● Material for this task
* * * *

Issue #1887, opened 2015-04-12
Update Result type


neilpa:
Should we migrate our `Result` type before 3.0 given that [LlamaKit](https://github.com/LlamaKit/LlamaKit/blob/master/README.md) probably isn't going to be maintained anymore.

jspahrsummers:
Yeah, I suppose we should use [antitypical/Result](https://github.com/antitypical/Result) here.

/cc @robrix

robrix:
:+1:

ikesyo:
[antitypical/Result](https://github.com/antitypical/Result)'s `Box` is internal, but RAC is using the `Box` type in `Event.swift`. What should we do for it?

robrix:
Just add an internal `Box` type.

iCodesign:
:+1: `Box` is just an internal type to compromise with Swift limitations.

PR #1891, opened 2015-04-12
Setting APPLICATION_EXTENSION_API_ONLY to YES in iOS and Mac frameworks

NachoSoto:
Per the documentation:

```
When enabled, this causes the compiler and linker to
disallow use of APIs that are not available
to app extensions and to disallow linking to frameworks
that have not been built with this setting enabled. 
```

Since we're not using any of these APIs, we can safely turn this setting on.

This allows `ReactiveCocoa` to be used in application extensions without receiving this warning:
screen shot 2015-04-12 at 11 00 23

The only problem is that compiling now prompts this same error with `LlamaKit`, but I imagine we can enable this in https://github.com/antitypical/Result after #1887.

### DIFF
--- a/Cartfile.private
+++ b/Cartfile.private
@@ -1,3 +1,3 @@
-github "jspahrsummers/xcconfigs" >= 0.7.1
+github "jspahrsummers/xcconfigs" >= 0.8
 github "Quick/Quick" "master"
 github "Quick/Nimble" "master"
--- a/Cartfile.resolved
+++ b/Cartfile.resolved
@@ -1,4 +1,4 @@
 github "LlamaKit/LlamaKit" "v0.6.0"
 github "Quick/Nimble" "6a679cbf20da3fe570c26296b3029dd168b72c00"
 github "Quick/Quick" "155f858bce082373fc60d0c0a63415bf336c676b"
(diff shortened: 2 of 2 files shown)


jspahrsummers:
What sorts of things does this restrict?

If it's not a crazy list, we should consider adding it to [the inherited xcconfig](https://github.com/jspahrsummers/xcconfigs/blob/2e77204b59c3d97c24e5dd34966fb32c231194f0/Base/Targets/Framework.xcconfig) instead.

NachoSoto:
This is the official [list](https://developer.apple.com/library/prerelease/ios/documentation/General/Conceptual/ExtensibilityPG/ExtensionOverview.html#//apple_ref/doc/uid/TP40014214-CH2-SW6).

I don't think there's a way to disable each individually, but I agree I should move it to the `xcconfig` :)

jspahrsummers:
:+1: Let's do that, and then we can replace this change with a bump to the xcconfigs.

NachoSoto:
https://github.com/jspahrsummers/xcconfigs/pull/36

NachoSoto:
Updated! :)

jspahrsummers:
:boom: Thanks!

* * * *

● What the exercise asks
Transcribe, in full, each record that appears above.

● Task response
Issue #1887, opened 2015-04-12
Update Result type


neilpa:
Should we migrate our `Result` type before 3.0 given that [LlamaKit](https://github.com/LlamaKit/LlamaKit/blob/master/README.md) probably isn't going to be maintained anymore.

jspahrsummers:
Yeah, I suppose we should use [antitypical/Result](https://github.com/antitypical/Result) here.

/cc @robrix

robrix:
:+1:

ikesyo:
[antitypical/Result](https://github.com/antitypical/Result)'s `Box` is internal, but RAC is using the `Box` type in `Event.swift`. What should we do for it?

robrix:
Just add an internal `Box` type.

iCodesign:
:+1: `Box` is just an internal type to compromise with Swift limitations.

PR #1891, opened 2015-04-12
Setting APPLICATION_EXTENSION_API_ONLY to YES in iOS and Mac frameworks

NachoSoto:
Per the documentation:

```
When enabled, this causes the compiler and linker to
disallow use of APIs that are not available
to app extensions and to disallow linking to frameworks
that have not been built with this setting enabled. 
```

Since we're not using any of these APIs, we can safely turn this setting on.

This allows `ReactiveCocoa` to be used in application extensions without receiving this warning:
screen shot 2015-04-12 at 11 00 23

The only problem is that compiling now prompts this same error with `LlamaKit`, but I imagine we can enable this in https://github.com/antitypical/Result after #1887.

### DIFF
--- a/Cartfile.private
+++ b/Cartfile.private
@@ -1,3 +1,3 @@
-github "jspahrsummers/xcconfigs" >= 0.7.1
+github "jspahrsummers/xcconfigs" >= 0.8
 github "Quick/Quick" "master"
 github "Quick/Nimble" "master"
--- a/Cartfile.resolved
+++ b/Cartfile.resolved
@@ -1,4 +1,4 @@
 github "LlamaKit/LlamaKit" "v0.6.0"
 github "Quick/Nimble" "6a679cbf20da3fe570c26296b3029dd168b72c00"
 github "Quick/Quick" "155f858bce082373fc60d0c0a63415bf336c676b"
(diff shortened: 2 of 2 files shown)


jspahrsummers:
What sorts of things does this restrict?

If it's not a crazy list, we should consider adding it to [the inherited xcconfig](https://github.com/jspahrsummers/xcconfigs/blob/2e77204b59c3d97c24e5dd34966fb32c231194f0/Base/Targets/Framework.xcconfig) instead.

NachoSoto:
This is the official [list](https://developer.apple.com/library/prerelease/ios/documentation/General/Conceptual/ExtensibilityPG/ExtensionOverview.html#//apple_ref/doc/uid/TP40014214-CH2-SW6).

I don't think there's a way to disable each individually, but I agree I should move it to the `xcconfig` :)

jspahrsummers:
:+1: Let's do that, and then we can replace this change with a bump to the xcconfigs.

NachoSoto:
https://github.com/jspahrsummers/xcconfigs/pull/36

NachoSoto:
Updated! :)

jspahrsummers:
:boom: Thanks!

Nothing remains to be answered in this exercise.